There’s also a practical hosting issue. If you end up using WebFingers to get around some of these issues so your root domain can show a website to visitors while keeping your fediverse service on a subdomain there needs special handling to support it.

That often means self-hosting your website, which may not be what you want. If you’re using a hosted platform, you’re dependent on whether it supports the necessary redirects and configuration. Many don’t.

The end result is that you again limit yourself or spending more time fiddling around with things.

Once we started FediHost, I got more and more into the idea of using subdomains as people using our services started to run into problems. One problem that very frequently happens is a bit odd and funny: a lot of services don’t actually support ALIAS DNS entries for root domains. We get a support ticket every couple of weeks related to this issue.

If people really want to use the root domain they sometimes have to go setup a separate DNS host to handle it. That's not tidy.

The easiest solution is to use CNAMEs, but CNAMEs only work on subdomains. As a result, people have had to change DNS providers, which can be a steep and difficult process for those using managed hosting services.

Why Subdomains Make Sense

I've realized that subdomains just make a lot of sense. They don’t have to be big or ugly. Originally, I imagined something like mastodon.mywebsite.com, but you can use just one letter, like m.mywebsite.com, or something shorter like masto.mywebsite.com That’s actually not unattractive and it's helpful to know when you look at a handle what service it actually is.

Some suggest buying different domains for each Fediverse service yourwebsite.video and yourwebsite.social but that ends up being expensive and effectively you're making these root domains behave like subdomains anyway. In fact subdomains are better because they group everything under one banner.

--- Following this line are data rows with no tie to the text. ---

PR #3032, opened 2023-05-19
fix logic error in bed rotation

fluxionary:
the affected code seems intended to prevent the rotation of a bed if the "top" of the bed has been replaced or rotated. 

this was discovered by a simple script that was checking for this type of logic error.


appgurueu (approved):
I wonder why Luacheck didn't catch this. I vaguely remember Luacheck catching this type of mistake.

fluxionary:
> I wonder why Luacheck didn't catch this. I vaguely remember Luacheck catching this type of mistake.

luacheck (at least, v 1.1.0, the 0.26 version is bugged) *does* catch `if not a == b then`, but it seems to get confused by `if not a or not a == b then`. possibly i should bug that upstream.

PR #3040, opened 2023-06-11
Bone logging

imre84:


mods/default/functions.lua
```diff
@@ -754,12 +754,12 @@ function default.set_inventory_action_loggers(def, name)
...
 	local on_put = def.on_metadata_inventory_put or nop
 	def.on_metadata_inventory_put = function(pos, listname, index, stack, player)
-		default.log_player_action(player, "moves", stack:get_name(), "to", name, "at", pos)
+		default.log_player_action(player, "moves", stack:to_string(), "to", name, "at", pos)
 		return on_put(pos, listname, index, stack, player)
 	end
 	local on_take = def.on_metadata_inventory_take or nop
 	def.on_metadata_inventory_take = function(pos, listname, index, stack, player)
-		default.log_player_action(player, "takes", stack:get_name(), "from", name, "at", pos)
+		default.log_player_action(player, "takes", stack:to_string(), "from", name, "at", pos)
```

Your root domain delineates your online territory and makes it clear that the subdomains beneath it are all part of your property.

Subdomains aren't messy or ugly, quite the opposite: They're like a directory of folders, an organized way to sort your presence on the fediverse by service.

In Summary: Go With The Fediverse Flow

It's not worth all the downsides to remove a few characters from your handle, keep that root domain available.

Subdomains are useful, clean and future proofed. Most people setting up Fediverse services will have more than one service and may want a website in the future. Keeping the root domain free and using subdomains reduces friction and prevents problems down the road.

Hopefully in time we can agree on some common "master account" standard with single sign-on and all the bells and whistles which I will happily migrate to... from my subdomains.